My opinion of Watkins is he will shred a defense if hes comfortable.   If the Db's are physical and hard hitters he gets butterfingers and isnt a threat.  Watch some film, you'll agree.    I can see Clemson winning this game but i think UGA will.  Clemson has a lot to play for, you know the SEC haters get up for it, just like the LSu game.....What does LSU and UGA have to get up for to beat Clemson??  I see the difference in the game being Gurley.  Neither has a great defense, clemsons is a little better.   Both have a great offense, id give the edge to UGA with the backfield.  Clemson doesnt have a proven RB, Ellington is gone.   Murray and Boyd both can sling it if there isnt pressure.   UGA in a close one.


----------



## KrazieJacket95 (Jul 7, 2013)

gin house said:


> My opinion of Watkins is he will shred a defense if hes comfortable.   If the Db's are physical and hard hitters he gets butterfingers and isnt a threat.  Watch some film, you'll agree.    I can see Clemson winning this game but i think UGA will.  Clemson has a lot to play for, you know the SEC haters get up for it, just like the LSu game.....What does LSU and UGA have to get up for to beat Clemson??  I see the difference in the game being Gurley.  Neither has a great defense, clemsons is a little better.   Both have a great offense, id give the edge to UGA with the backfield.  Clemson doesnt have a proven RB, Ellington is gone.   Murray and Boyd both can sling it if there isnt pressure.   UGA in a close one.



It seemed to me LSU came out pretty strong in their game against Clemson last year.  If anything they jumped out early and became complacent.  

I can agree with your assessment of Watkins but if he is shutdown Clemson has other athletes that will make plays.  I would think most UGA fans know that if they don't "get up" for this game, they will lose.  Right now I would pick UGA because I think AM is more consistent and better over Boyd.  If they flipped QB's I'd pick Clemson.  On D UGA is replacing lots of bodies and Clemson is traditionally Jekyll and Hyde.  Both teams have great skill and speed on O.  I just dont see much difference in the players except for the color of jerseys they will be wearing and at QB.


----------



## gin house (Jul 7, 2013)

KrazieJacket95 said:


> It seemed to me LSU came out pretty strong in their game against Clemson last year.  If anything they jumped out early and became complacent.
> 
> I can agree with your assessment of Watkins but if he is shutdown Clemson has other athletes that will make plays.  I would think most UGA fans know that if they don't "get up" for this game, they will lose.  Right now I would pick UGA because I think AM is more consistent and better over Boyd.  If they flipped QB's I'd pick Clemson.  On D UGA is replacing lots of bodies and Clemson is traditionally Jekyll and Hyde.  Both teams have great skill and speed on O.  I just dont see much difference in the players except for the color of jerseys they will be wearing and at QB.

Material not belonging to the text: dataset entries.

PR #342, opened 2015-12-14
Add makefile target which tries to register all the pack resources

Kami:
This pull request adds a new make target and script which tries to register all the pack resources and exits with non-zero if registration fails.

This will allow us to detect all kind of resource metadata related issues early on (invalid syntax in the metadata file, invalid parameter name, etc.).

Depends on https://github.com/StackStorm/st2/pull/2291

### DIFF
--- a/.travis.yml
+++ b/.travis.yml
@@ -16,8 +16,9 @@ env:
     - "TASK=packs-resource-register"
     - "TASK=packs-tests"
 services:
-  # Note: MongoDB is needed for packs-resource-register check
+  # Note: MongoDB and RabbitMQ is needed for packs-resource-register check
   - mongodb
+  - rabbitmq
 cache:
   directories:
     - $HOME/.pip-cache/
--- a/.travis.yml
+++ b/.travis.yml
@@ -19,6 +19,10 @@ services:
   # Note: MongoDB and RabbitMQ is needed for packs-resource-register check
   - mongodb
   - rabbitmq
+addons:
+  apt:
+    packages:
+      - libsox-dev  # needed by witai pack
 cache:
   directories:
     - $HOME/.pip-cache/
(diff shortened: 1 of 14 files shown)


Kami:
Once this is merged, I will also cherry-pick some changes from #332 - this is one of the standalone tasks which doesn't depend on other files so we can safely only run this check for changed or newly added packs.

packs/witai/actions/text_query.py
```diff
@@ -22,6 +22,7 @@ def run(self, text, application=None):
         if not access_token:
             raise Exception('Missing API key for application %s' % application)
 
+       # pylint: disable=no-member
```
Kami: As the commit message says - sadly `wit` library initializes some of those members lazily based on the underlying C library so pylint is not aware that those members exist.

Sadly not much more we can do here (we could write a custom pylint plugin which tells pylint about all the C library members, but that's obviously a big overkill for now and not something we want to maintain).

.travis.yml
```diff
@@ -6,12 +6,23 @@ os:
 env:
   global:
     - "PIP_DOWNLOAD_CACHE=$HOME/.pip-cache"
+    # Temporary to get PR tests to pass
+    - "ST2_REPO_BRANCH=register_content_fail_on_failure_flag"
```
Kami: This will be removed once that branch is merged into master.

packs/libcloud/actions/start_vm.py
```diff
@@ -18,6 +18,6 @@ def run(self, credentials, vm_id):
         if status is True:
             self.logger.info('Successfully started node "%s"' % (node))
         else:
-            self.logger.rror('Failed to start node "%s"' % (node))
+            self.logger.error('Failed to start node "%s"' % (node))
```
Kami: I fix a bug in the existing pylint script (previously we didn't add the right path to st2 components in `PYTHONPATH`) so we didn't detect any logging related issues.

Kami:
Alright, all the tests finally passed.

I will go ahead, merge this into master and start working on a new PR where I cherry pick "safe" changes from #332 and make relevant improvements and changes there.

PR #343, opened 2015-12-14
Speed up makefile checks

Kami:
This pull request cherry picks changes from #332.

On top of that it includes some fixes and improvements for those changes. Most notably, we now only operate on changed files inside PRs / branchs. When the checks run under master branch we will still run them on all the files. That's a final safe guard in case something goes wrong.

As noted here (https://github.com/StackStorm/st2contrib/pull/332#issuecomment-163088243), using naive file / pack changes approach is not totally safe since other things which can affect on the test / check result can also change (e.g. third party dependency, st2 repo, etc.) and we won't detect those changes.

Hopefully though still running checks on all the files on the master branch should be sufficient to catch those issues while still preserving the original benefit of those changes - providing a better (and faster) experience for the user who is submitting a PR.

### DIFF
--- a/scripts/travis.sh
+++ b/scripts/travis.sh
@@ -1,8 +1,16 @@
 #!/usr/bin/env bash
 
+GIT_BRANCH=$(git rev-parse --abbrev-ref HEAD)
+
 if [ -z ${TASK} ]; then
   echo "No task provided"
   exit 2
+fi
+
+# When running on master branch we want to run checks on all the files / packs
+# not only on changes ones.
+if [ "${GIT_BRANCH}" = "master" ]; then
+    export FORCE_CHECK_ALL_FILES=true
 fi
 
 if [ ${TASK} == "flake8" ]; then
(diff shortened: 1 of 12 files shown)


scripts/travis.sh
```diff
@@ -1,10 +1,17 @@
...
 if [ -z ${TASK} ]; then
   echo "No task provided"
   exit 2
-  fi
+fi
 
+# When running on master branch we want to run checks on all the files / packs
+# not only on changes ones.
+if [ "${GIT_BRANCH}" = "master" ]; then
+    export FORCE_CHECK_ALL_FILES=true
```
Kami: I will also document in readme how to use this option.

jfryman:
:sunglasses:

   Clemson has some good recievers.   I expect Clemsons defense to be improved this year, im sure it will be but by how much?  This is a closely matched pair but i see UGA pulling it out.  It will be loud in Death Valley ( probably not as loud as Williams Brice last year).   Hard to call this one.   I say UGA in a close one, if it were in Athens id say UGA by 10.


----------



## MCBUCK (Jul 8, 2013)

Dawgs by 21 cause no one...NO ONE.... expects that at all...including CU's offense.  Dawgs offense is that much beter than CU's D (everybody expects a shootout) and CU's offense "expects" the UGA defense to be down and inexperienced...UGA lost a bunch of starters, but those starters last year were a part of a heavy rotation....this years starters are probably more athletic than that departing class...and they are definitely more hungry AND they feel they have something to prove....Boyd will be running for his life.  Just my .02, but that is what I feel .


----------



## KrazieJacket95 (Jul 8, 2013)

MCBUCK said:


> Dawgs by 21 cause no one...NO ONE.... expects that at all...including CU's offense.  Dawgs offense is that much beter than CU's D (everybody expects a shootout) and CU's offense "expects" the UGA defense to be down and inexperienced...UGA lost a bunch of starters, but those starters last year were a part of a heavy rotation....this years starters are probably more athletic than that departing class...and they are definitely more hungry AND they feel they have something to prove....Boyd will be running for his life.  Just my .02, but that is what I feel .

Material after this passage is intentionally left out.